A methodologist from psychology called Russell Warne writes on twitter:

It is of course correct that you can usually increase power by increasing sample size. 

But a lot of the other stuff in this paragraph is wrong or misleading. If this is an introductory statistics textbook for psychologists, it will cause a lot of harm: a whole new generation of psychologists will emerge with an incorrect understanding of the frequentist point of view to inference. Here are some comments on his text:
  1. "When a study has low statistical power, it raises the possibility that any rejection of the null hypothesis is just a fluke, i.e., a Type I error": A fluke rejection of a null hypothesis, isn't that the definition of Type I error? So, low power raises the possibility that a rejection is a Type I error? There is so much wrong here. First of all, Type I error is associated with hypothetical replications of the experiment. It is a statement about the long run repetitions of the procedure, not about the specific experiment you did. You cannot talk of a particular result being a "Type I error" or not. Second, the above sentence says that if power is low, you could end up with an incorrect rejection; the implication is that if power is high, I am unlikely to end up with an incorrect rejection! What the author should have said is that when power is low, by definition the probability of correctly detecting the effect is low. Punkt. Furthermore, the much more alarming consequence of low power is Type S and M errors (see my next point below). I'm surprised that psychologists haven't picked this up yet.

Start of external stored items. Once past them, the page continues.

PR #1263, opened 2016-10-13
Use scene number in history and schedule pages

fernandog:
### THIS MAKES HISTORY PAGE LOADING SLOW. 
Need to figure it out why is slow. maybe the function to get scene numbering

@duramato 
Known issue in Schedule:
we have two "coming episodes" S11E10 because mapping its not complete.

### DisplayShow:

there is no scene season/episodem mapping for "The Battles, Part 4"
scene

### Schedule:

scene2

### DIFF
--- a/medusa/show/ComingEpisodes.py
+++ b/medusa/show/ComingEpisodes.py
@@ -64,8 +64,12 @@ class ComingEpisodes(object):
 
         db = DBConnection()
         fields_to_select = ', '.join(
-            ['airdate', 'airs', 'e.description as description', 'episode', 'imdb_id', 'e.indexer', 'indexer_id', 'name', 'network',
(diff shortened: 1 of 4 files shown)


fernandog:
@medariox can you review when you have time? im waiting a download finish to test this. I have only one active show that has scene numbering

fernandog:
i forced PP without subs. it worked

fernandog:
@duramato now history show scene season/episode if exists, else indexer

duramato:
Is there an easy way to know if it's scene numbering on the history page? If so , when that's the case you could add an icon with a tooltip like "Episode scene numbered"

fernandog:
@duramato history code is so complicated, i need to think about it

fernandog:
@medariox @duramato history commit is loading in 4.5 seconds. before it was 1.5 so I guess those commits are not good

  2.  When power is low, "...the study should most likely not have been able to reject the null hypothesis at all. So, when it does reject the null hypothesis, it does not seem like a reliable result": I think that one word that should be banned in psych* is "reliable", it gives people the illusion that they found out something that is true. It is never going to be the case that you can say with 100% certainty that you found out the truth. If reliable means "true, reflecting reality correctly", you will *never* know that you have a reliable result. The trouble with using words like reliable is when people read a sentence like the one above and then try to construct the meaning of the sentence by considering the converse situation, when power is high. The implication is that when power is high, the rejection of the result is "reliable". I have lost count of how many times I have heard psych* people telling me that a result is "reliable", implying that they found something that is true of nature. Even when power is high, you still have a Type I error of whatever your $\alpha$ is. So any individual result you get could be an incorrect rejection; it doesn't matter what you think the power is. A further important point is: how do you *know* what power you have? Due to Type S and M errors, you are most likely doing your calculation based on previous, underpowered studies. You are therefore going to be getting gross overestimates of power anyway. Power is a function, and typically, you will have a lot of uncertainty associated with your estimate of the plausible values of power under different assumptions (after all, you don't *know* what the true effect is, right? If you know already, why are you doing the study?).  Giving a student the false security of saying "oh, I have high power, so my result is reliable" is pretty irresponsible and is part of the reason why we keep messing up again and again and again.